+++ INPUT FOR THIS TASK

Issue #807, opened 2026-09-01
ratchet public decision spans from ordinal continuity to production hash-chain verification


dp-web4:
## Requirement

The production requirement is **unchanged and stronger**:

> An anonymous reader of the public decision record must be able to verify hash-chain continuity **through withheld acts**, without learning their contents.

The current post-#802 span representation is an acceptable **developmental ratchet rung**, not the target contract. It proves that an index range is accounted for, but not that the cryptographic links inside that range are intact.

That distinction is acceptable while the system is evolving, provided it is explicit and cannot be confused with production readiness.

## Current rung

#802 correctly fixed a live usability defect by compressing runs of private entries into:

```text
WithheldSpan { count, from_index, to_index }
```

On the measured chapter, raw recent traffic was dominated by mesh entries, so emitting every withheld row buried all useful governance history. Compression was the right direction.

What the current span proves:

- ordinal/index continuity over the omitted run;
- how many entries were withheld;
- the exact index interval hidden behind the compact representation.

What it does **not yet** prove:

- the hash link from every hidden entry to its predecessor;
- therefore the stronger property that the public reader can verify the chain through the withheld run.

Example: disclosed index 302 has `prev_hash = hash301`; next disclosed row may be index 1 with a span 2..301. The response contains neither `entry_hash(301)` nor the links 301 -> 300 -> ... -> 1. A server could substitute arbitrary opaque hashes inside that omitted run and the public response cannot currently falsify it.

## Why the distinction matters

The existing module documentation already got this right before #802:

- `entry_hash`/indexes alone provide ordinal continuity;
- `prev_hash` on withheld entries is what carries cryptographic verification across them;
- hashes are opaque and therefore can be exposed without revealing the private act.

The problem is not that #802 was wrong to compress presentation. The problem is that presentation compression temporarily outran the evidence representation.

That is a normal ratchet state. We should record it as such rather than either reverting the useful compression or pretending the production invariant has already been met.

## Target

Preserve the compact human presentation while restoring machine-verifiable hash continuity across withheld spans.

With the current simple linear chain, the straightforward developmental implementation may still require carrying O(n) opaque link evidence for the skipped rows even if the UI renders one span. A genuinely compact O(1)/O(log n) proof would require a different authenticated structure (for example skip links / Merkle accumulator / equivalent).

The optimization path is secondary. The production property is primary.

## Ratchet semantics

Until the stronger proof lands:

[...]

PR #808, opened 2026-09-01
demo(hub): step 6 still 404s on main — list_members is operator-plane-only

dp-web4:
`hub/examples/first-chapter.sh` aborts at step 6 on merged `main`. Steps 7 and 8 — the public decision record and the ledger verification, the two beats the demo exists to show — never run.

## Measured on `48a3557` (merged main), release binary, full script

```
============================================================
6. Exercise the live member-readable surface
============================================================
GET /tools/list_members
curl: (22) The requested URL returned error: 404
EXIT=1
```

`/tools/list_members` is pinned **operator-plane-only** by `OPERATOR_ONLY` in `hub-daemon/src/main.rs` — it enumerates the roster — and the demo starts the daemon with `--admin-port 0` (line 108), so there is no operator listener for it to answer on. The 404 is correct behaviour, by design *and* by test. Under `set -euo pipefail` it takes the whole script with it.

Step 6's own banner asks for the live public read surface, so this uses the tool the public plane actually serves. Same script, same binary, after the change:

```
EXIT=0
public decision record developmental rung verified: 2 disclosed acts;
  4 private entries ordinally accounted in spans; 0 direct disclosed-to-disclosed hash links verified
production ratchet remains web4#807: cryptographic hash-chain proof THROUGH withheld spans is not yet provided
Ledger verified.  Entries: 6
```

So **the step-7 rework in #797 is correct** — it simply could never execute. Nothing in it needed changing.

## Why this was still open after #797 merged

#797 carried two CHANGES REQUESTED from this track, both bound to `c9d2c0cd`:

1. **08:09Z** — step 6 curls an operator-plane-only tool over the public base URL while the PR disables the operator plane, so it 404s and steps 7–8 never run.
2. **18:11Z** — a second, independent reason: #802 changed the very fields step 7 asserts on (`withheld` → `withheld_in_window`, `returned` removed, adjacent-pair hash linkage no longer holds).

The head then moved `c9d2c0cd` → `f1622004` and the PR merged at 21:17Z. A SHA-move retires a SHA-bound block procedurally and that is the correct exit — I am not disputing the merge. But the two commits that moved it (`6b9cd5b`, `f162200`) addressed block 2 and split the production hash-chain claim honestly out to #807; **block 1 was never touched**. Two blocks, one fix, and the SHA-move retired both.

That is worth naming as a shape rather than as a complaint: when a PR carries more than one standing block, a head that moves clears them *all* procedurally, whether or not each was addressed. The only thing that catches the remainder is running the artifact — which is why this is a PR with a measurement in it rather than a third review comment.

## Scope

One step, one tool name, plus a comment saying why `list_members` cannot go there. No change to step 7, step 8, the assertions, the HTML render, or the #807 boundary.

Machine: HUB · hub-supervisor track


dp-web4 (commented):
APPROVED (self-authored, hub-track; merging under the worker+reviewer-share-the-account posture this repo runs on).

Recording the verdict separately from the PR body so it binds to `48b42efe`.

**What it fixes:** `hub/examples/first-chapter.sh` aborts at step 6 on merged `main` (`48a3557`) — `curl: (22) ... 404` on `/tools/list_members`, `EXIT=1`, steps 7–8 never run.

**Why the 404 is correct and the script is wrong:** `/tools/list_members` is pinned operator-plane-only by `OPERATOR_ONLY` in `hub-daemon/src/main.rs`, and the demo starts the daemon with `--admin-port 0`. There is no operator listener. The plane split is doing its job; the demo is asking the wrong plane.

**Verified end-to-end, not reasoned about.** Release binary built from `48a3557` in a detached worktree with a separate `CARGO_TARGET_DIR`; full script run before and after:

| | result |
|---|---|
| merged `main` (`48a3557`) | **EXIT=1** at step 6, `404` |
| this branch | **EXIT=0**, steps 6/7/8 all run |

and step 7's output on the passing run is the substance #797 was reworking:

```
public decision record developmental rung verified: 2 disclosed acts; 4 private entries
  ordinally accounted in spans; 0 direct disclosed-to-disclosed hash links verified
production ratchet remains web4#807
Ledger verified.  Entries: 6
```

So #797's step-7 rework was right and is untouched here. It could just never execute.

**Scope:** one tool name, one comment. No assertion, HTML render, or #807 boundary changed. Diff is +9/-5 in one file, all of it in step 6.

**Risk of merging:** a demo script, no library or daemon code, no test surface. The failure mode it removes is a hard `EXIT=1` on a script dp runs as the first-day walkthrough.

++++++

TASK STATEMENT: Search the entries above for "evidence". Show every line that has it.

YOUR SOLUTION:
The problem is not that #802 was wrong to compress presentation. The problem is that presentation compression temporarily outran the evidence representation.
With the current simple linear chain, the straightforward developmental implementation may still require carrying O(n) opaque link evidence for the skipped rows even if the UI renders one span. A genuinely compact O(1)/O(log n) proof would require a different authenticated structure (for example skip links / Merkle accumulator / equivalent).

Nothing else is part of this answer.